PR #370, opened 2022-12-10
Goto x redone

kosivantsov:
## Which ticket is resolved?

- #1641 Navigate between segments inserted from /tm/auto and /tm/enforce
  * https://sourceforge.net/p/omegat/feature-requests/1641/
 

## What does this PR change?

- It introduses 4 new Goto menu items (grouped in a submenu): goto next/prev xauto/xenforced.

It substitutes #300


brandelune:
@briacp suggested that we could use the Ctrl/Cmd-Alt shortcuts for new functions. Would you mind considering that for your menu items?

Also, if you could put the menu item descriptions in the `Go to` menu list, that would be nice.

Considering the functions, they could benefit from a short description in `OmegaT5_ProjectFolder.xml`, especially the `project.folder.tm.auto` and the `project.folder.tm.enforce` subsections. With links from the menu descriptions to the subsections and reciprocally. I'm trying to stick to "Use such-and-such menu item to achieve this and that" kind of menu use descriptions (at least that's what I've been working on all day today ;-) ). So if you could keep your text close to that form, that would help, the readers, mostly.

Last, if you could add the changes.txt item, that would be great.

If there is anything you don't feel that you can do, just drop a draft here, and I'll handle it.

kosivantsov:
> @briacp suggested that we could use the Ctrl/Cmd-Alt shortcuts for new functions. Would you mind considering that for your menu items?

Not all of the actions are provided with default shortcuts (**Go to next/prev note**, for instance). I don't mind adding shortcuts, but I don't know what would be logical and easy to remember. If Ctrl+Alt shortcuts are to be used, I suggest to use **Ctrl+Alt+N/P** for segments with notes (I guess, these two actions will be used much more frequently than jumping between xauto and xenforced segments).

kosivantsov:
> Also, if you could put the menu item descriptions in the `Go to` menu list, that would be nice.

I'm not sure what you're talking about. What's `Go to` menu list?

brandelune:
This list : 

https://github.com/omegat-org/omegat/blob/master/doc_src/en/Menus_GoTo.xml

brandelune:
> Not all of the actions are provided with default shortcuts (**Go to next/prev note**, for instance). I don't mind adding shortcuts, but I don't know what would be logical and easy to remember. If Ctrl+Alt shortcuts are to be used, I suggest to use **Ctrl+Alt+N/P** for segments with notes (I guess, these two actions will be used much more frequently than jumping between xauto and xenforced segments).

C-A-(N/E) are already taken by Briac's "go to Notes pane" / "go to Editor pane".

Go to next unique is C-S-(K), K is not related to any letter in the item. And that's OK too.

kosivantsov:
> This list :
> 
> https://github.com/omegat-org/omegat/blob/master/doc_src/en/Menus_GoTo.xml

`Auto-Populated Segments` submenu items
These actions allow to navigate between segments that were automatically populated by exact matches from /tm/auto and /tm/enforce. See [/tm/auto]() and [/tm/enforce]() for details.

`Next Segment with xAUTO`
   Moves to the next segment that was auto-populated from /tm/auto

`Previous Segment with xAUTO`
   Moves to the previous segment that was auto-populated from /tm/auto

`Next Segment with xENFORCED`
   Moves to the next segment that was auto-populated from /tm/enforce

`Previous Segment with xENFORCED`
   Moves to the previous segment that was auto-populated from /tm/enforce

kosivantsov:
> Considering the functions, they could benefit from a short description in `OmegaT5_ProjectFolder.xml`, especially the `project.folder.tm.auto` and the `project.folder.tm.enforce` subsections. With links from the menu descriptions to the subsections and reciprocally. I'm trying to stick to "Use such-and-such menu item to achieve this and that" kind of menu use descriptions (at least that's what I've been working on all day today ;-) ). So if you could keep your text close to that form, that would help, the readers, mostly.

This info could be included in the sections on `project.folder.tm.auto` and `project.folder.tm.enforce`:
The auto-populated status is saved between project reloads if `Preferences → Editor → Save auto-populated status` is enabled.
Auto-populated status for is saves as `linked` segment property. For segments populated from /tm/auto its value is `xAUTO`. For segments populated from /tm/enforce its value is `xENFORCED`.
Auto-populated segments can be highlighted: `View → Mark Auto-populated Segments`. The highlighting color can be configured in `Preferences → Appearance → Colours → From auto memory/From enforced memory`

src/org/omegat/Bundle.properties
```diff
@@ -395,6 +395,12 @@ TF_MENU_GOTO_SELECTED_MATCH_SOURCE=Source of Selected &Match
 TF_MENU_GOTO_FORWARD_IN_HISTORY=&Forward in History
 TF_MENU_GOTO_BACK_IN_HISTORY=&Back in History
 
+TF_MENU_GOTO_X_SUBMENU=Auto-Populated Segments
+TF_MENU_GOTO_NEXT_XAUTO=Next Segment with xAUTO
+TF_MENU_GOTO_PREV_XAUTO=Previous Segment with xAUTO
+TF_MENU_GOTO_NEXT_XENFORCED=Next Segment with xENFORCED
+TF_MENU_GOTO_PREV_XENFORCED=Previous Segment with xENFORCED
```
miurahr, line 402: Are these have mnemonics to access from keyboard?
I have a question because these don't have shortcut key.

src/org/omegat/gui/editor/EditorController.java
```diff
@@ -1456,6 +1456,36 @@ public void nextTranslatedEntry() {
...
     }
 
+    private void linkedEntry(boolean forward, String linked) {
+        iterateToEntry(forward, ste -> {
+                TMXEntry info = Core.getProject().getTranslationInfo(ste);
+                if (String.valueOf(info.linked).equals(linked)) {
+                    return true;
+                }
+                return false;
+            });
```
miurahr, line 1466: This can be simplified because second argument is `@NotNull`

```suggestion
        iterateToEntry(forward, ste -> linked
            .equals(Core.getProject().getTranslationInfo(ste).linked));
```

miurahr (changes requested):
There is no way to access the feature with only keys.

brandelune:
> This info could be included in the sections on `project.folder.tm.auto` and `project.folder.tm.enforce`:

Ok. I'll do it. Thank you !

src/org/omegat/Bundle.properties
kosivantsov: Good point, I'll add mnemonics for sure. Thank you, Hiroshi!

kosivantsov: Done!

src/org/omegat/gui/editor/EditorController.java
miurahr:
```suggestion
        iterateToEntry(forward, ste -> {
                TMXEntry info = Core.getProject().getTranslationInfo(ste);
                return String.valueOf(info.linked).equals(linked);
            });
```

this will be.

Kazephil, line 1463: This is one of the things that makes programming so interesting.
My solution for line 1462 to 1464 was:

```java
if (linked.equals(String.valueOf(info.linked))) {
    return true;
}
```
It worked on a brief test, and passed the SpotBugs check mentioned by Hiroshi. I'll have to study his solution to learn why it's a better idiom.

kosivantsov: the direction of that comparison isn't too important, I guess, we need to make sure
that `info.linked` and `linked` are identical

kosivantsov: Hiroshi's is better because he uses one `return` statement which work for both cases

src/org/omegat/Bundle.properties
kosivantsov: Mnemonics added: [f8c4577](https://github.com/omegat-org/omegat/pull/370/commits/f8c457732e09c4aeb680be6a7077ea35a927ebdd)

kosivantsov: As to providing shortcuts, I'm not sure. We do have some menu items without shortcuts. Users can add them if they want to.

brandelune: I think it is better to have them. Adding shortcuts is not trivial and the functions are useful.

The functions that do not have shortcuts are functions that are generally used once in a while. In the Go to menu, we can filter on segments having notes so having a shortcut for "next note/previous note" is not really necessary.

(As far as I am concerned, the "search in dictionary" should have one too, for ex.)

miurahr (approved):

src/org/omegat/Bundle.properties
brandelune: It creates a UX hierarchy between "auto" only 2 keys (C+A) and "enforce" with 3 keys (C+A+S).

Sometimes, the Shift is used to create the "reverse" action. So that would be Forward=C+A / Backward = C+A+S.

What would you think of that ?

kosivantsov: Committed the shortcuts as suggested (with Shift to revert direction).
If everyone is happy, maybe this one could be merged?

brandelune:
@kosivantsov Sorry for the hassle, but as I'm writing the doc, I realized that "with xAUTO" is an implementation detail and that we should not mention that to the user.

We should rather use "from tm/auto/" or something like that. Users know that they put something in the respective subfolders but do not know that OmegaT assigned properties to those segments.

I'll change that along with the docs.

================

**EXERCISE AIM:**
The full listing is to be restated word for word.

**EXPECTED ANSWER:**
PR #370, opened 2022-12-10
Goto x redone

kosivantsov:
## Which ticket is resolved?

- #1641 Navigate between segments inserted from /tm/auto and /tm/enforce
  * https://sourceforge.net/p/omegat/feature-requests/1641/
 

## What does this PR change?

- It introduses 4 new Goto menu items (grouped in a submenu): goto next/prev xauto/xenforced.

It substitutes #300


brandelune:
@briacp suggested that we could use the Ctrl/Cmd-Alt shortcuts for new functions. Would you mind considering that for your menu items?

Also, if you could put the menu item descriptions in the `Go to` menu list, that would be nice.

Considering the functions, they could benefit from a short description in `OmegaT5_ProjectFolder.xml`, especially the `project.folder.tm.auto` and the `project.folder.tm.enforce` subsections. With links from the menu descriptions to the subsections and reciprocally. I'm trying to stick to "Use such-and-such menu item to achieve this and that" kind of menu use descriptions (at least that's what I've been working on all day today ;-) ). So if you could keep your text close to that form, that would help, the readers, mostly.

Last, if you could add the changes.txt item, that would be great.

If there is anything you don't feel that you can do, just drop a draft here, and I'll handle it.

kosivantsov:
> @briacp suggested that we could use the Ctrl/Cmd-Alt shortcuts for new functions. Would you mind considering that for your menu items?

Not all of the actions are provided with default shortcuts (**Go to next/prev note**, for instance). I don't mind adding shortcuts, but I don't know what would be logical and easy to remember. If Ctrl+Alt shortcuts are to be used, I suggest to use **Ctrl+Alt+N/P** for segments with notes (I guess, these two actions will be used much more frequently than jumping between xauto and xenforced segments).

kosivantsov:
> Also, if you could put the menu item descriptions in the `Go to` menu list, that would be nice.

I'm not sure what you're talking about. What's `Go to` menu list?

brandelune:
This list : 

https://github.com/omegat-org/omegat/blob/master/doc_src/en/Menus_GoTo.xml

brandelune:
> Not all of the actions are provided with default shortcuts (**Go to next/prev note**, for instance). I don't mind adding shortcuts, but I don't know what would be logical and easy to remember. If Ctrl+Alt shortcuts are to be used, I suggest to use **Ctrl+Alt+N/P** for segments with notes (I guess, these two actions will be used much more frequently than jumping between xauto and xenforced segments).

C-A-(N/E) are already taken by Briac's "go to Notes pane" / "go to Editor pane".

Go to next unique is C-S-(K), K is not related to any letter in the item. And that's OK too.

kosivantsov:
> This list :
> 
> https://github.com/omegat-org/omegat/blob/master/doc_src/en/Menus_GoTo.xml

`Auto-Populated Segments` submenu items
These actions allow to navigate between segments that were automatically populated by exact matches from /tm/auto and /tm/enforce. See [/tm/auto]() and [/tm/enforce]() for details.

`Next Segment with xAUTO`
   Moves to the next segment that was auto-populated from /tm/auto

`Previous Segment with xAUTO`
   Moves to the previous segment that was auto-populated from /tm/auto

`Next Segment with xENFORCED`
   Moves to the next segment that was auto-populated from /tm/enforce

`Previous Segment with xENFORCED`
   Moves to the previous segment that was auto-populated from /tm/enforce

kosivantsov:
> Considering the functions, they could benefit from a short description in `OmegaT5_ProjectFolder.xml`, especially the `project.folder.tm.auto` and the `project.folder.tm.enforce` subsections. With links from the menu descriptions to the subsections and reciprocally. I'm trying to stick to "Use such-and-such menu item to achieve this and that" kind of menu use descriptions (at least that's what I've been working on all day today ;-) ). So if you could keep your text close to that form, that would help, the readers, mostly.

This info could be included in the sections on `project.folder.tm.auto` and `project.folder.tm.enforce`:
The auto-populated status is saved between project reloads if `Preferences → Editor → Save auto-populated status` is enabled.
Auto-populated status for is saves as `linked` segment property. For segments populated from /tm/auto its value is `xAUTO`. For segments populated from /tm/enforce its value is `xENFORCED`.
Auto-populated segments can be highlighted: `View → Mark Auto-populated Segments`. The highlighting color can be configured in `Preferences → Appearance → Colours → From auto memory/From enforced memory`

src/org/omegat/Bundle.properties
```diff
@@ -395,6 +395,12 @@ TF_MENU_GOTO_SELECTED_MATCH_SOURCE=Source of Selected &Match
 TF_MENU_GOTO_FORWARD_IN_HISTORY=&Forward in History
 TF_MENU_GOTO_BACK_IN_HISTORY=&Back in History
 
+TF_MENU_GOTO_X_SUBMENU=Auto-Populated Segments
+TF_MENU_GOTO_NEXT_XAUTO=Next Segment with xAUTO
+TF_MENU_GOTO_PREV_XAUTO=Previous Segment with xAUTO
+TF_MENU_GOTO_NEXT_XENFORCED=Next Segment with xENFORCED
+TF_MENU_GOTO_PREV_XENFORCED=Previous Segment with xENFORCED
```
miurahr, line 402: Are these have mnemonics to access from keyboard?
I have a question because these don't have shortcut key.

src/org/omegat/gui/editor/EditorController.java
```diff
@@ -1456,6 +1456,36 @@ public void nextTranslatedEntry() {
...
     }
 
+    private void linkedEntry(boolean forward, String linked) {
+        iterateToEntry(forward, ste -> {
+                TMXEntry info = Core.getProject().getTranslationInfo(ste);
+                if (String.valueOf(info.linked).equals(linked)) {
+                    return true;
+                }
+                return false;
+            });
```
miurahr, line 1466: This can be simplified because second argument is `@NotNull`

```suggestion
        iterateToEntry(forward, ste -> linked
            .equals(Core.getProject().getTranslationInfo(ste).linked));
```

miurahr (changes requested):
There is no way to access the feature with only keys.

brandelune:
> This info could be included in the sections on `project.folder.tm.auto` and `project.folder.tm.enforce`:

Ok. I'll do it. Thank you !

src/org/omegat/Bundle.properties
kosivantsov: Good point, I'll add mnemonics for sure. Thank you, Hiroshi!

kosivantsov: Done!

src/org/omegat/gui/editor/EditorController.java
miurahr:
```suggestion
        iterateToEntry(forward, ste -> {
                TMXEntry info = Core.getProject().getTranslationInfo(ste);
                return String.valueOf(info.linked).equals(linked);
            });
```

this will be.

Kazephil, line 1463: This is one of the things that makes programming so interesting.
My solution for line 1462 to 1464 was:

```java
if (linked.equals(String.valueOf(info.linked))) {
    return true;
}
```
It worked on a brief test, and passed the SpotBugs check mentioned by Hiroshi. I'll have to study his solution to learn why it's a better idiom.

kosivantsov: the direction of that comparison isn't too important, I guess, we need to make sure
that `info.linked` and `linked` are identical

kosivantsov: Hiroshi's is better because he uses one `return` statement which work for both cases

src/org/omegat/Bundle.properties
kosivantsov: Mnemonics added: [f8c4577](https://github.com/omegat-org/omegat/pull/370/commits/f8c457732e09c4aeb680be6a7077ea35a927ebdd)

kosivantsov: As to providing shortcuts, I'm not sure. We do have some menu items without shortcuts. Users can add them if they want to.

brandelune: I think it is better to have them. Adding shortcuts is not trivial and the functions are useful.

The functions that do not have shortcuts are functions that are generally used once in a while. In the Go to menu, we can filter on segments having notes so having a shortcut for "next note/previous note" is not really necessary.

(As far as I am concerned, the "search in dictionary" should have one too, for ex.)

miurahr (approved):

src/org/omegat/Bundle.properties
brandelune: It creates a UX hierarchy between "auto" only 2 keys (C+A) and "enforce" with 3 keys (C+A+S).

Sometimes, the Shift is used to create the "reverse" action. So that would be Forward=C+A / Backward = C+A+S.

What would you think of that ?

kosivantsov: Committed the shortcuts as suggested (with Shift to revert direction).
If everyone is happy, maybe this one could be merged?

brandelune:
@kosivantsov Sorry for the hassle, but as I'm writing the doc, I realized that "with xAUTO" is an implementation detail and that we should not mention that to the user.

We should rather use "from tm/auto/" or something like that. Users know that they put something in the respective subfolders but do not know that OmegaT assigned properties to those segments.

I'll change that along with the docs.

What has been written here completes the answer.